Monday, July 14, 2008

Anheuser-Busch sold to Belgians for $52B


Anheuser-Busch sold   to Belgians for $52B


ST. LOUIS, Missouri (AP) -- Belgian brewer InBev has announced it will buy its U.S. rival Anheuser-Busch for $52 billion to create the world's largest brewer.

The acquisition means control over America's largest brewer, the No. 2 worldwide, moves overseas. Based in St. Louis, Missouri, Anheuser-Busch has more than 48 percent of American market share with brands that include Bud Light.

InBev confirmed the details of the purchase of Anheuser-Busch early Monday. It first bid for Anheuser-Busch on June 11.

InBev is the world's second largest beer maker, with brands that include Stella Artois and Becks.

The deal must be approved by shareholders and European and US antitrust regulators. The merger will produce the fourth-largest consumer product company worldwide.


Anheuser-Busch Cos. Inc. did not return messages seeking comment Sunday evening.
The Wall Street Journal said the deal was for $70 a share, a $5 increase over the offer Anheuser-Busch rejected in June.

It wasn't immediately clear how long approval might take from regulators and shareholders. Several Missouri politicians have expressed concerns about the merger -- especially how it would affect the approximate 6,000 people employed by Anheuser-Busch in St. Louis.

InBev has said it plans to use St. Louis as its North American headquarters, and that it will keep open all 12 of Anheuser-Busch's North American breweries.


InBev SA announced its intent to try and purchase Anheuser-Busch on June 11. The Anheuser-Busch board initially voted against the merger, calling the initial $65 per share offer too low.

That prompted much squabbling between the companies over the past few weeks. InBev filed a motion seeking the removal of all 13 Anheuser-Busch board members; Anheuser-Busch filed suit calling the InBev effort an "illegal scheme" that threatened to defraud Anheuser-Busch shareholders. Among other things, the suit noted that InBev failed to disclose it operates a brewery in Cuba.

So it was with some surprise when reports surfaced on Friday that the two companies were sitting down for merger talks, reportedly after InBev upped its offer by $5 to $70 per share.

The merger, if completed, will bring to an end to one of the most iconic names in U.S. business and a name synonymous with St. Louis. From college buildings to offices to the stadium where the Cardinals play, the Busch name is virtually everywhere in the Gateway City.

Eberhard Anheuser acquired the Bavarian brewery in 1860 and renamed it E. Anheuser & Co. His son-in-law, Adolphus Busch, joined the company in 1864 and it was eventually renamed Anheuser-Busch.

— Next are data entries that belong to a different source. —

PR #2245, opened 2026-07-04
Fix/tensorboard jax scalars

### LINKED ISSUE #2244: TensorBoardLog silently drops `acceptance` (and possibly other raw-array scalars) on 3.22
**Environment**
- NetKet version: 3.22.3
- JAX version: 0.10.2
- Python version: 3.11.15

## Description
 
`acceptance` does not appear in TensorBoard event files, even though it is present in `log_data` at every step (confirmed via a custom `AbstractCallback.on_step_end`). Other quantities such as `Energy` (which arrive wrapped in `netket.stats.mc_stats.Stats`) log correctly.
 
Printing the type of the value shows a difference between the two:
```
type(log_data["acceptance"])  ->  <class 'jaxlib._jax.ArrayImpl'>
type(log_data["Energy"])  ->  <class 'netket.stats.mc_stats.Stats'>
```
My hypothesis is that `TensorBoardLog`'s write path branches on "is this a `Stats`/`History`-like object" or a small set of known Python scalar types (`int`/`float`/`np.number`), and a `jaxlib._jax.ArrayImpl` falls through both checks and is silently skipped, with no warning or error raised.
 
I have not tested this against NetKet versions prior to 3.22, so I can't say whether this is a regression from the recent callback rewrite or has always been the case.
 
## Steps to reproduce
 
See attached minimal example below. Run it, then inspect the log directory directly (bypassing the TensorBoard browser UI, to rule out a display/tag-filter issue):
```
tensorboard --inspect --logdir=issue_logdir
```
`acceptance` is absent from the list of tags, despite being printed by the debug callback at every step.
 
```python
import netket as nk

# Tiny 4-site transverse-field Ising model — small enough to run in seconds
g = nk.graph.Chain(length=4, pbc=True)
hi = nk.hilbert.Spin(s=0.5, N=g.n_nodes)

sampler = nk.sampler.MetropolisLocal(hi, n_chains=16)
model = nk.models.RBM(alpha=1)
vstate = nk.vqs.MCState(sampler, model, n_samples=512)

optimizer = nk.optimizer.Sgd(learning_rate=0.01)
driver = nk.driver.VMC(ha, optimizer, variational_state=vstate)

# Debug callback: show exactly what type "acceptance" has when it reaches the loggers
class DumpStatsType(nk.callbacks.AbstractCallback):
    def on_step_end(self, step, log_data, driver):
        if "acceptance" in log_data:
            print(f"step: {step}:\ntype(log_data['acceptance']): {type(log_data['acceptance'])}, value: {log_data['acceptance']}")
            print(f"type(log_data['Energy']): {type(log_data['Energy'])}, value: {log_data['Energy']}")
        return None

logger = nk.logging.TensorBoardLog("issue_logdir")

driver.run(
    n_iter=10,
    out=logger,
    callback=[ DumpStatsType(), CastAcceptance()],
)

# After running: inspect what actually landed on disk
# $ tensorboard --inspect --logdir=issue_logdir
# -> "acceptance" tag is absent, even though DumpStatsType printed it every step
```
 
## Expected behavior
 
`acceptance` should be logged as a scalar tag. It is currently logged correctly via `MLFlowLog` in the same run, which handles this value without issue, so the discrepancy appears to be specific to `TensorBoardLog`'s handling of raw JAX-array scalars.
 
## Actual behavior
 
`acceptance` is silently dropped from the TensorBoard output without exception or warning.
 
## Workaround
 
Casting the value to `float` before it reaches `TensorBoardLog`, via an extra `callback=[...]` entry that runs first, fixes it:
```python
class CastAcceptance(nk.callbacks.AbstractCallback):
    def on_step_end(self, step, log_data, driver):
        if "acceptance" in log_data:
            log_data["acceptance"] = float(log_data["acceptance"])
        return None
 
driver.run(n_iter=..., out=tb_logger, callbacks=[CastAcceptance()])
```

PhilipVinc:
Closes #2244

### DIFF
--- a/CHANGELOG.md
+++ b/CHANGELOG.md
@@ -5,6 +5,9 @@
 
 ## NetKet 3.23 (In development)
 
+### Bug Fixes
+* {class}`netket.logging.TensorBoardLog` no longer silently drops metrics that arrive as `jax`/`numpy` scalar arrays (such as `acceptance`); scalar (0-dim or single-element) arrays are now logged, with complex scalars split into `/re` and `/im` tags [issue #2244](https://github.com/netket/netket/issues/2244).
+
 ...
 
 ## NetKet 3.22 (4 June 2026)
--- a/netket/_src/callbacks/save_state.py
+++ b/netket/_src/callbacks/save_state.py
@@ -100,7 +100,11 @@ class SaveVariationalState(AbstractCallback, mutable=True):
             if jax.process_index() == 0:
                 pattern = re.compile(rf"^{re.escape(self._file_name_root)}_(\d+)\.nk$")
                 saved = sorted(
-                    (p for p in self._path.glob(f"{self._file_name_root}_*.nk") if pattern.match(p.name)),
+                    (
+                        p
+                        for p in self._path.glob(f"{self._file_name_root}_*.nk")
+                        if pattern.match(p.name)
+                    ),
                     key=lambda p: int(pattern.match(p.name).group(1)),
                 )
                 for old in saved[: -self._max_to_keep]:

The company survived Prohibition by selling products ranging from ice cream to root beer.

In addition to opposition from politicians and civic leaders, at least two Web sites sprung up opposing the merger. SaveBudweiser.com claims to have more than 60,000 signatures from merger opponents. SaveAB.com hosted a recent anti-merger rally that drew hundreds to downtown St. Louis.

InBev has not said if layoffs will occur as a result of the merger. But some cutbacks seem likely.

Even without the merger, Anheuser-Busch said last month it planned to cut pension and health benefits for salaried employees as part of an effort to slash $1 billion in costs by the end of 2010. The plan called for offering early retirement to 1,300 salaried workers 55 and older.

The cost-cutting effort -- dubbed "Blue Ocean" by the company -- was part of a strategy to fend off the merger.

The beer industry has been consolidating in recent years amid rising costs for transportation fuel and key ingredients.